= Jonathan Lewis (motorsport) =

Jonathan Lewis is a motorsport manager. During the 1980's, he was the championship-winning works Van Diemen FF1600 Formula Ford team boss. Lewis has made regular appearances on television throughout his career including on BBC2 Top Gear motoring programme where he ran presenter Richard Hammond in a Comtec Racing Formula Renault racing car then later a Renault R25 Formula One racing car.

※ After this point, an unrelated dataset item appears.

PR #3276, opened 2017-10-10
Bug 1406894 & 1406916 - Fix display issues with SimpleToast and ButtonToast

joeyg:
Fixes two display bugs with SimpleToast and ButtonToast. Scrolling enough to remove the Toolbar while the Toast was being displayed would result in the toast floating in the screen instead of attached to the bottom. This PR ties SimpleToast to the bottom of a view similar to how ButtonToast works. It also updates the height constraint on the toast was incorrect.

Lewis's early career on the Yorkshire grass tracks set him on course to winning the National Mini Se7en Championship at the age of 19, as well as stints with the Monoposto Racing Club. After moving into team management, he headed the works Van Diemen Formula Ford team before forming Comtec Racing. In 2006, headed by Lewis, Comtec Racing won the World Series by Renault Championship, with the driver Alx Danielsson. Since the works Van Diemen FF1600 racing team dissolved, as new team owner Lewis took responsibility for the newly christened Comtec Racing operation with partner Pierre Moncheur and had the former Formula One driver Martin Donnelly as driver development manager among his other staff.

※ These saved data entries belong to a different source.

PR #3277, opened 2017-10-10
Bug 1407443 - Make sure that on the iPhone X we say Face ID instead of Touch ID.

farhanpatel:
You can't actually test this in Xcode 9 GM. https://forums.developer.apple.com/thread/86779

### DIFF
--- a/Client/Frontend/AuthenticationManager/AuthenticationManagerConstants.swift
+++ b/Client/Frontend/AuthenticationManager/AuthenticationManagerConstants.swift
@@ -22,10 +22,13 @@ extension PasscodeInterval {
 // Strings used in multiple areas within the Authentication Manager
 struct AuthenticationStrings {
     static let passcode =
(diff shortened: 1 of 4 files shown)


Client/Frontend/AuthenticationManager/AuthenticationManagerConstants.swift
```diff
@@ -22,11 +22,14 @@ extension PasscodeInterval {
 // Strings used in multiple areas within the Authentication Manager
 struct AuthenticationStrings {
     static let passcode =
-        NSLocalizedString("Passcode", tableName: "AuthenticationManager", comment: "Label for the Passcode item in Settings")
+        NSLocalizedString("Passcode For Logins", tableName: "AuthenticationManager", comment: "Label for the Passcode item in Settings")
```
farhanpatel: This clarifies and fixes https://bugzilla.mozilla.org/show_bug.cgi?id=1403906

Lewis also had stints entering single seater racing drivers in Formula Vauxhall Lotus, Vauxhall Junior and, in the early 1990s, Formula Three with Jim Lee Racing based at the Yorkshire team's then headquarters in Batley near Harrogate, North Yorkshire, where the Lewis family lived at the time.

In 2006, Comtec Racing competed in the World Series by Renault, while also still remaining in the Formula Renault 2.0 Eurocup and returning to the British Formula Renault Championship after an absence of one year. Comtec Racing went on to win the Drivers Championship at their first attempt.

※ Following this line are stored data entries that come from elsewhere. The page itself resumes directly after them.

PR #3290, opened 2017-10-12
Bug 1404089 - When using defer deep link load FxA signin first

vbudhram:
To help troubleshoot iOS Adjust deeplink woes, wanted to try having FxA signin (prefilled with email) appear before onboarding.

### DIFF
--- a/Client/Frontend/Browser/BrowserViewController.swift
+++ b/Client/Frontend/Browser/BrowserViewController.swift
@@ -2405,9 +2405,10 @@ extension BrowserViewController: ReaderModeBarViewDelegate {
 }
 
 extension BrowserViewController: IntroViewControllerDelegate {
-    @discardableResult func presentIntroViewController(_ force: Bool = false) -> Bool {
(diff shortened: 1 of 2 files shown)


Client/Frontend/Browser/BrowserViewController.swift
```diff
@@ -2406,6 +2406,10 @@ extension BrowserViewController: ReaderModeBarViewDelegate {
 
 extension BrowserViewController: IntroViewControllerDelegate {
     @discardableResult func presentIntroViewController(_ force: Bool = false) -> Bool {
+        if let deeplink = self.profile.prefs.stringForKey("AdjustDeeplinkKey"), let url = URL(string: deeplink) {
+            self.launchFxAFromDeeplinkURL(url)
```
farhanpatel: `launchFxAFromDeeplinkURL` pops open a VC. and `presentIntroViewController` also pops up a VC. You don't seem to be stopping the controlflow?
I think you need a return after the `self.launchFxAFromDeeplinkURL`

PR #3297, opened 2017-10-13
Bug 1408131 - UI Test fixes for BookmarksPanelTests

ugarlapati:


npark-mozilla:
@ugarlapati looks good, only thing that's missing is that  testBookmarkPanelBufferOnly() is disabled in the Fennec_Enterprise_UITest scheme. could you enable it and squash commits?

PR #3301, opened 2017-10-13
Bug 1407954 - Links are not highlighted when long pressing on them

justindarc:


farhanpatel:
Tried it on my ipad works really good! 👍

Lewis diversified into Formula 2 Power Boat Racing and he himself appeared in the No.9 boat for the Red Devil Honda Formula 4-Stroke Power Boat racing team on 24 May 2008 as the driver of a 225 hp racing boat in the Formula 4-Stroke Association event.

Now semi-retired, Lewis is still involved in motorsport with Formula One stock cars. He now runs Snetterton Speed Shop, winning the Master Championship in the Mini classic class in 2015. He resides in Attleborough, Norfolk.